(Task input Opens)
PR #34, opened 2022-10-04
Add test on Limit class

otaviojava:


njr-11 (approved):
Thanks for adding the unit test and spotting the missing `static`!

Issue #36, opened 2022-10-04
Return type of Page (and Slice) for repository methods


njr-11:
**Description**

As a:

- [ ] Application user/user of the configuration itself
- [x] API user (application developer)
- [ ] SPI user (container or runtime developer)
- [ ] Specification implementer

...I need to be able to:
define repository methods that return a Page of results

...which enables me to:
more efficiently work with paginated data.

Several of the existing implementations ([Spring Data](https://docs.spring.io/spring-data/commons/docs/current/api/org/springframework/data/domain/Page.html), [Micronaut](https://micronaut-projects.github.io/micronaut-data/latest/api/io/micronaut/data/model/Page.html), [Jakarta NoSQL](http://www.jnosql.org/javadoc/jakarta/nosql/mapping/Page.html)) have a `Page<T>` interface for working with pages of data.  In the case of the first two, a distinction is made between a `Slice` and a `Page`, with the latter adding in a total count of available results and pages, which avoids collecting the expensive count information when unnecessary.  As pointed out in the comment from @odrotbohm, determination of the count cannot be deferred until the `getTotal*` methods are invoked because it cannot be assumed that resources continue to be available beyond the return of the repository method. 

In any case, I'm opening this issue to consider if Jakarta Data should also have `Page` and `Slice` interfaces to be used as a result type for repository methods, and if so, to consider what it will include from the existing implementations or otherwise.

Here is some initial analysis:

In Spring and Micronaut, a `Page` is [Iterable](https://docs.oracle.com/en/java/javase/11/docs/api/java.base/java/lang/Iterable.html), which seems nice to be able to write code like `for (Product p : page) ...` without needing to convert the page to another type.

It looks like Spring and Jakarta NoSQL have a way to directly obtain a [Stream](https://docs.oracle.com/en/java/javase/11/docs/api/java.base/java/util/stream/Stream.html) from a `Page`, although otherwise a stream could be obtained indirectly.

Spring and Micronaut have the ability to obtain the next and previous Pageable (page request information).
All 3 have a way to obtain the Pagination/Pageable information for the current page, which can be used to compute the next and previous page information.
Jakarta NoSQL has a method to directly obtain the next page, but this would require resources to continue to be available beyond the end of the repository method, which as stated earlier is not something that is possible for at least one of the existing implementations.

Spring and Micronaut have a `getNumberOfElements` method which seems useful for identifying how many results can be obtained from the page and for quickly identifying when a page is empty and so there are no more.
[...]

PR #37, opened 2022-10-05
Return type of Page for repository methods

otaviojava:
:bomb: Please don't merge it.

This PR aims to start the discussion around the ```Page``` and the ```PageableRepository``` new method.

https://github.com/jakartaee/data/issues/36


otaviojava:
I've update using this comments as base:
https://github.com/jakartaee/data/issues/36#issuecomment-1268074831

otaviojava:
@njr-11 @keilw @odrotbohm I created this PR based on the issue  https://github.com/jakartaee/data/issues/36#issuecomment-1268074831

Please, check if it makes sense based on those comments.

odrotbohm:
I guess whether `Streamable` should be part of this could be a separate discussion?

otaviojava:
Sure, I'll remove it.

otaviojava:
@odrotbohm removed.

api/src/main/java/jakarta/data/repository/Page.java
```diff
@@ -0,0 +1,39 @@
...
+public interface Page<T> extends Slice<T> {
+
+    /**
+     * Returns the total amount of elements.
+     * @return the total amount of elements
+     */
+    long getTotalElements();
+
+    /**
+     * Returns the number of total pages.
```
njr-11, line 35:
```suggestion
     * Returns the total number of pages.
```

api/src/main/java/jakarta/data/repository/Pageable.java
```diff
@@ -129,14 +145,59 @@ public static Pageable page(long page) {
...
+    /**
+     * Creates a new Pageable at the given size, page and Sort
+     *
+     * @param page The page
+     * @param size The size
+     * @param sort the sort
+     * @return The pageable
+     * @throws IllegalArgumentException when page or size are negative
+     */
+    public static Pageable of(long page, long size, Sort sort) {
```
njr-11, line 163: Let's not tightly couple dynamic Sort with pagination.  It is best left decoupled as it was prior to these changes, where it is possible for the user to do both of:

```
page = products.findByNameLikeOrderByPriceDesc(pattern, pageable);
page = products.findByNameLike(pattern, pageable, Sort.desc("price"));
```

api/src/main/java/jakarta/data/repository/PageableRepository.java
```diff
@@ -28,6 +28,13 @@
  */
 public interface PageableRepository<T, K> extends CrudRepository<T, K> {
 
-
+    /**
+     * Returns a {@link Page} of entities meeting the paging restriction provided in the {@link Pageable} object.
+     *
+     * @param pageable the pageable to request a paged result , must not be null.
```
njr-11, line 34:
```suggestion
     * @param pageable the pageable to request a paginated result, must not be null.
```

njr-11 (changes requested):

api/src/main/java/jakarta/data/repository/Pageable.java
odrotbohm: I don't think that makes sense. Of course, `Sort` should be usable standalone, but as soon as you use a `Pageable`, it strictly *needs* a `Sort`, as otherwise the pagination order is not stable. Being able to provide a `Sort` instance in addition to a `Pageable` this only creates confusion:

- Callers wonder about two different ways to hand in the `Sort`? Via the `Pageable`? As additional parameter? Both?
- Implementors now have to decide how to interpret the additional `Sort`? Does that one need to get integrated into the `Pageable` or has the caller already done that?

That's why we decided that methods taking a `Pageable` would never take an additional `Sort`. The caller needs to prepare the `Pageable` instance completely, including sorting directives. The called code can work solely with the `Sort` instance contained in the `Pageable`.

odrotbohm:
> Sure, I'll remove it.

Thanks, Otavio! Just to be clear: I still think `Streamable` would be a useful addition. It's just that the type has been a constant topic of discussion for Spring Data, as some people don't like that it's defaulting the streaming on top of `Iterable`. On the other hand, the Spring Data flavor of it has really provided additional value due to all the additional methods on top that have been omitted here. In other words, I think the tension between "Should this be added at all?" and "Oh, let's provide plenty of cool helper methods!" warrants a dedicated discussion, as I can imagine that a standardized API comes to a different tradeoff than a standalone Spring project.

api/src/main/java/jakarta/data/repository/Pageable.java
njr-11: > * Callers wonder about two different ways to hand in the `Sort`? Via the `Pageable`? As additional parameter? Both?

There is nothing for callers to get confused about if it isn't possible to specify `Sort` via the `Pageable`.  Then the API itself doesn't allow you to attempt an erroneous combination of `Sort` via `Pageable` and `Sort` as method parameters.  This seems like a good reason for leaving it as is and not adding `Sort` to `Pageable`.

> * Implementors now have to decide how to interpret the additional `Sort`? Does that one need to get integrated into the `Pageable` or has the caller already done that?

`Pageable` is provided by the Jakarta Data API, not the implementation.  If the API doesn't allow associating a `Sort` with a `Pageable` then there isn't any decision or confusion for implementations on the matter.  So this also seems like a reason for leaving `Pageable` as is and not adding a `Sort` to it.

> Being able to provide a `Sort` instance in addition to a `Pageable` this only creates confusion

There is only confusion if `Pageable` also has its own `Sort`, which is what I'm aiming to avoid.

odrotbohm: A `Pageable` without a `Sort` doesn't make any sense for the reason described above. Pagination requires stable sorting.

otaviojava: @njr-11 about ```Pageable```without ```Sort```is like selling a car without an engine.


+1 for keep ```Pageable``` **with** ```Sort```

api/src/main/java/jakarta/data/repository/Slice.java
```diff
@@ -0,0 +1,61 @@
...
+     * @return the current Pageable
+     */
+    Pageable getPageable();
+
+    /**
+     * Returns the next {@link Pageable#next()}
+     *
+     * @return the next pageable
+     */
+    Pageable next();
```
otaviojava, line 60:
```suggestion
  Pageable nextPageable();
```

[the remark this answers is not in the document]
otaviojava: You're right fixed it.

api/src/main/java/jakarta/data/repository/Pageable.java
```diff
@@ -129,14 +145,59 @@ public static Pageable page(long page) {
      * @param page The page
      * @param size The size
      * @return The pageable
+     * @throws IllegalArgumentException when page or size are negative
```
njr-11, line 148:
```suggestion
     * @throws IllegalArgumentException when page or size are negative or zero
```

api/src/main/java/jakarta/data/repository/Pageable.java
```diff
@@ -129,14 +145,59 @@ public static Pageable page(long page) {
...
+    }
+
+    /**
+     * Creates a new Pageable at the given size, page and Sort
+     *
+     * @param page The page
+     * @param size The size
+     * @param sort the sort
+     * @return The pageable
+     * @throws IllegalArgumentException when page or size are negative
```
njr-11, line 161:
```suggestion
     * @throws IllegalArgumentException when page or size are negative or zero
```

api/src/main/java/jakarta/data/repository/Pageable.java
```diff
@@ -129,14 +145,59 @@ public static Pageable page(long page) {
...
+    }
+
+    /**
+     * Creates a new Pageable at the given size, page and Sort
+     *
+     * @param page  The page
+     * @param size  The size
+     * @param sorts the sorts
+     * @return The pageable
+     * @throws IllegalArgumentException when page or size are negative
```
njr-11, line 175:
```suggestion
     * @throws IllegalArgumentException when page or size are negative or zero
```

api/src/main/java/jakarta/data/repository/Pageable.java
```diff
@@ -129,14 +145,59 @@ public static Pageable page(long page) {
...
```
njr-11, line 188:
```suggestion
     * @throws IllegalArgumentException when page or size are negative or zero
```

api/src/main/java/jakarta/data/repository/Pageable.java
```diff
@@ -79,13 +86,22 @@ public long getPage() {
         return page;
     }
 
+    /**
+     * Return the order collection
+     *
+     * @return the order collection
+     */
+    public List<Sort> getSorts() {
+        return Collections.unmodifiableList(sorts);
```
njr-11, line 95:
```suggestion
        return sorts;
```

In all cases, the list is already unmodifiable, so it doesn't make sense to wrap it again in another unmodifiable list.  Instead, just directly return the value here.

api/src/main/java/jakarta/data/repository/Pageable.java
```diff
@@ -79,13 +86,22 @@ public long getPage() {
         return page;
     }
 
+    /**
+     * Return the order collection
```
njr-11, line 90:
```suggestion
     * Return the order collection if it was specified on this <code>Pageable</code>, otherwise an empty list.
```

api/src/main/java/jakarta/data/repository/Slice.java
```diff
@@ -0,0 +1,61 @@
...
+
+    /**
+     * Returns the current {@link Pageable}
+     *
+     * @return the current Pageable
+     */
+    Pageable getPageable();
+
+    /**
+     * Returns the next {@link Pageable#next()}
```
njr-11, line 56:
```suggestion
     * Returns the next {@link Pageable#next()}, or <code>null</code> if it is known that there is no next page.
```

api/src/main/java/jakarta/data/repository/Pageable.java
njr-11: > @njr-11 about `Pageable`without `Sort`is like selling a car without an engine.

A better analogy would be selling a car without a built-in navigation system or map and someone to drive it. Many drivers can supply their own GPS or have other ways of knowing how to get around. The concept of a car still makes sense without these things sold and provided together.
The same is true of `Pageable`. It's the information for creating a page from a large sorted dataset. You can apply the page sizes and indices to different ways of sorting, with some provided by a `Sort` and others provided by a repository method's `OrderBy...`. There are different ways to tell it how to navigate which can be provided separately.

It's true that the pagination information isn't useful without sorting/ordering, but pagination information also isn't useful without a dataset, and everyone seems to agree on not coupling the dataset to `Pageable`. It should be a reasonable possibility for design that `Sort` not be coupled to `Pageable` either.

We should at least acknowledge that both proposals do make sense and this is a matter of preference for one style of design over another. This sort of thing ought to be a vote, but observing that existing implementations have already chosen the Sort-attached-to-Pageable approach, I can see that my preference for decoupling the two won't come out ahead, so I'll go ahead and review the portions of the pull that cover adding Sort to Pageable.

njr-11 (changes requested):

api/src/main/java/jakarta/data/repository/Pageable.java
otaviojava: It is a good point @njr-11

api/src/main/java/jakarta/data/repository/PageableRepository.java
```diff
@@ -28,6 +28,13 @@
...
+     * @return a page of entities
+     * @throws NullPointerException when pageable is null
+     */
+    Page<T> findAll(Pageable pageable);
```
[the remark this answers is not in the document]
njr-11: This comment only applied if decoupling `Sort` from `Pageable`, otherwise it is unnecessary, so I'll mark it resolved.

njr-11 (approved):
The only remaining comment is a minor typo that can be easily addressed, so I'll mark this approved now.

otaviojava:
@odrotbohm @njr-11 the ```Pageable```became a hot topic. So we'll create an issue only to talk about it, ok?

api/src/main/java/jakarta/data/repository/Pageable.java
graemerocher: I am in agreement with @odrotbohm as stated paging does require stable sorting so I don't see value in decoupling

PR #48, opened 2022-10-11
Consistently use AssertJ instead of JUnit 5 Assertions

timtebeek:
Applied through
```shell
mvn org.openrewrite.maven:rewrite-maven-plugin:4.35.1:init \
  -Ddependencies=org.openrewrite.recipe:rewrite-testing-frameworks:1.29.0 \
  -DactiveRecipes=org.openrewrite.java.testing.assertj.Assertj
mvn rewrite:run
```
@eliasnogueira as we discussed this afternoon. :) Continues on from #33 

Figured it's better to be consistent about which assertion library to use rather than use a mix of JUnit 5 & AssertJ.

### DIFF
--- a/api/src/test/java/jakarta/data/repository/LimitTest.java
+++ b/api/src/test/java/jakarta/data/repository/LimitTest.java
@@ -17,48 +17,51 @@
(Task input Closes)
**What you will do:** Reproduce every line of the records containing the string "could".

**Exercise answer:**
It looks like Spring and Jakarta NoSQL have a way to directly obtain a [Stream](https://docs.oracle.com/en/java/javase/11/docs/api/java.base/java/util/stream/Stream.html) from a `Page`, although otherwise a stream could be obtained indirectly.
I guess whether `Streamable` should be part of this could be a separate discussion?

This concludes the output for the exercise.